### GOAL OF THE EXERCISE
Your job is to return every line of the listing holding the string "auto".

### MATERIAL FOR THIS TASK
/---
PR #2626, opened 2025-03-08
Memory allocation improvements

diegolix29:
Right now memory is allocated without checking for the best available block which can lead to fragmentation during gameplay, this try to improv that by fetching the larger contiguous blocks

also avoids skipping over useful gaps that could be used for future allocations

let me know if this is a good improvement. Or if its redundant. added like 5+ fps on my end for Bloodborne.

### DIFF
--- a/src/core/memory.cpp
+++ b/src/core/memory.cpp
@@ -128,36 +128,38 @@ PAddr MemoryManager::Allocate(PAddr search_start, PAddr search_end, size_t size,
     std::scoped_lock lk{mutex};
     alignment = alignment > 0 ? alignment : 16_KB;
 
-    auto dmem_area = FindDmemArea(search_start);
+    PAddr best_addr = -1;
+    size_t best_size = 0;
 
-    const auto is_suitable = [&] {
-        if (dmem_area == dmem_map.end()) {
-            return false;
+    for (auto dmem_area = FindDmemArea(search_start);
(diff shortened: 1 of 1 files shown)


TagoSMD:
Captura de pantalla 2025-03-08 095014
Captura de pantalla 2025-03-08 094933
Nice +4 fps

diegolix29:
Nicee thanks for testing

georgemoralis:
This PR's code seems questionable, and we suspect it may have been AI generated. If this is the case, please refrain from making further contributions using such tools

diegolix29:
The same here i was working on a other approach for the unified memory allocation cause i was reading about it the. I wanted to try some things here and there cause i had mis understanding some things, my other approach was to fully unified them but then i read and poly point out how the ps4 actually does things as i only know how code wise things can be implemented but no much into the ps4 way. Then tried to implement some variations, when i hit a block i ask of how the ps4 would handle it and i try to add it the proper way. Thats the result here. And on the other pr. I starterd to read and my videos too got into more heavy stuff and im trying to figure things out even i asked if that was a good improvement or if it was redundant. But the same if u dont trust it dont worry i can stop contributing to this and just keep learning haha but true im learning to help here so i might just keep it as a side learning skill after all. Thanks again for helping me onto get to understand and learn this haha i was so in the dark last year. Also if u want i can only contribute on gui stuff thats more soft coding.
\---
### RESPONSE TO THE EXERCISE
-    auto dmem_area = FindDmemArea(search_start);
-    const auto is_suitable = [&] {
+    for (auto dmem_area = FindDmemArea(search_start);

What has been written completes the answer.